• **WORK INSTRUCTION**
Please retype only the lines below that run from the one containing "- BI Tool (if used) not applicable" through the last line, both included, without altering a word.

*** EXTRACTED MATERIAL ***

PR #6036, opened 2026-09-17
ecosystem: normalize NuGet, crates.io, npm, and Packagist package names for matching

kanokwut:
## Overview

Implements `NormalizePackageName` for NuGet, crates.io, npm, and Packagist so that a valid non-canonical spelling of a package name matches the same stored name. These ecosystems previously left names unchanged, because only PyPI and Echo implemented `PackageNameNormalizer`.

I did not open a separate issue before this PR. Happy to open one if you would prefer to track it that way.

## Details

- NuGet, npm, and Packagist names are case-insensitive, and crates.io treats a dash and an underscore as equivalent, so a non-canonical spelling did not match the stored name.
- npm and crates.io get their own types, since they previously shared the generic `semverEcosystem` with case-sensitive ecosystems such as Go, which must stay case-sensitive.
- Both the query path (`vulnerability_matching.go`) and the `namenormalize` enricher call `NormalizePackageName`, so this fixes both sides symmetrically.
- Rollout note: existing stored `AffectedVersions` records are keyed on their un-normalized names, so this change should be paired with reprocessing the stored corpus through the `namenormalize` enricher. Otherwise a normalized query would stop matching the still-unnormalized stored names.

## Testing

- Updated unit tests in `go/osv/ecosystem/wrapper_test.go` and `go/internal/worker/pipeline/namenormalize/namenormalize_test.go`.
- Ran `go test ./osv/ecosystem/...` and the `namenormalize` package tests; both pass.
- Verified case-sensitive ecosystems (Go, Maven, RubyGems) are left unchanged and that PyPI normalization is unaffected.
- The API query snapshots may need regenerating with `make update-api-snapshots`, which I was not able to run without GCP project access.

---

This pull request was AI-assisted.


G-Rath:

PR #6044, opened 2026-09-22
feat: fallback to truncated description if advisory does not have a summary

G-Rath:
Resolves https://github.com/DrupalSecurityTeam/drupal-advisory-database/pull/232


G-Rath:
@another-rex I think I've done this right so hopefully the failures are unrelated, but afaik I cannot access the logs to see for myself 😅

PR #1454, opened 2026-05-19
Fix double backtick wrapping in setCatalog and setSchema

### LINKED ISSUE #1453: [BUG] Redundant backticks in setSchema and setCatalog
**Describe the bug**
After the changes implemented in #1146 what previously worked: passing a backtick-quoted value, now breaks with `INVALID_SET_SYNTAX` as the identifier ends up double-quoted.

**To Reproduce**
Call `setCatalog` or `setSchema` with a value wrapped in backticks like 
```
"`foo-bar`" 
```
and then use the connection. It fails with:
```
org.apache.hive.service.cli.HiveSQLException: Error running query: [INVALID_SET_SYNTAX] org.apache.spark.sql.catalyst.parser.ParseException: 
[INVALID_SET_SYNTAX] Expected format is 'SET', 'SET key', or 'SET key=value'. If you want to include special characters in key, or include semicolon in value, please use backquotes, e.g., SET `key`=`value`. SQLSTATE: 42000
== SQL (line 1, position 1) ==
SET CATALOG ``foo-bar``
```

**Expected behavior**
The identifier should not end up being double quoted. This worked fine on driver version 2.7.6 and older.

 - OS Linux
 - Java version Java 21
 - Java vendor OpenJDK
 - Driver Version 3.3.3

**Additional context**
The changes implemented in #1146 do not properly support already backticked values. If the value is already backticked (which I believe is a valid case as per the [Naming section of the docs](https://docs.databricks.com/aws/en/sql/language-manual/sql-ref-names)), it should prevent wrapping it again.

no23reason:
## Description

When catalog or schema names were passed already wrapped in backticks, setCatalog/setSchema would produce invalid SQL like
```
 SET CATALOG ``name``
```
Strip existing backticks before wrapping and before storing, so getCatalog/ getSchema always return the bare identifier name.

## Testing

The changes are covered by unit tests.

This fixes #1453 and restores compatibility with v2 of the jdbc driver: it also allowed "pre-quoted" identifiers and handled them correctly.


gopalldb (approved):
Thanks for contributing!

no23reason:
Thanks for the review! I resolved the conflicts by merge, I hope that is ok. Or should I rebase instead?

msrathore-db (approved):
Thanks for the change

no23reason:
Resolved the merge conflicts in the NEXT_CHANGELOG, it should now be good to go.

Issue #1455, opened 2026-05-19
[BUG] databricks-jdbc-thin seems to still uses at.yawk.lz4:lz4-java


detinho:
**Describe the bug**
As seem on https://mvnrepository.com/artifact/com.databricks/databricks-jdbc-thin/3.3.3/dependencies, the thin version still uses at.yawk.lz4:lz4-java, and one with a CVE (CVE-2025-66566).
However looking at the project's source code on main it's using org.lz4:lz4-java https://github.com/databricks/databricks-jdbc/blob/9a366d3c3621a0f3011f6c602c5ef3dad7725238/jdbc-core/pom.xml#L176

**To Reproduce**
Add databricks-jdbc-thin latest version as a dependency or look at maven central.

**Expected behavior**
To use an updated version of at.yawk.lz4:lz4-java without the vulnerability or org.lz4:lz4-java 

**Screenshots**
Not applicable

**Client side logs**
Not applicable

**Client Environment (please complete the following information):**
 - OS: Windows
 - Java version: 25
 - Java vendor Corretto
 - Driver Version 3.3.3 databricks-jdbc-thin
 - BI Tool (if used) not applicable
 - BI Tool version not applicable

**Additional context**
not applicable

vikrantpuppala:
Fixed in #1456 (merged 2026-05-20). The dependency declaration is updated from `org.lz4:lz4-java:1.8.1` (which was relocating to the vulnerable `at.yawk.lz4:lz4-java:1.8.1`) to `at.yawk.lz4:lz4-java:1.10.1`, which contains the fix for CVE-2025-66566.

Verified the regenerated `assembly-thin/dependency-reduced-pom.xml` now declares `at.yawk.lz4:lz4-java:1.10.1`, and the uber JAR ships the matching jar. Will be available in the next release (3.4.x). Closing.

*** End of EXTRACTED MATERIAL ***

• **RESPONSE**
 - BI Tool (if used) not applicable
 - BI Tool version not applicable

**Additional context**
not applicable

vikrantpuppala:
Fixed in #1456 (merged 2026-05-20). The dependency declaration is updated from `org.lz4:lz4-java:1.8.1` (which was relocating to the vulnerable `at.yawk.lz4:lz4-java:1.8.1`) to `at.yawk.lz4:lz4-java:1.10.1`, which contains the fix for CVE-2025-66566.

Verified the regenerated `assembly-thin/dependency-reduced-pom.xml` now declares `at.yawk.lz4:lz4-java:1.10.1`, and the uber JAR ships the matching jar. Will be available in the next release (3.4.x). Closing.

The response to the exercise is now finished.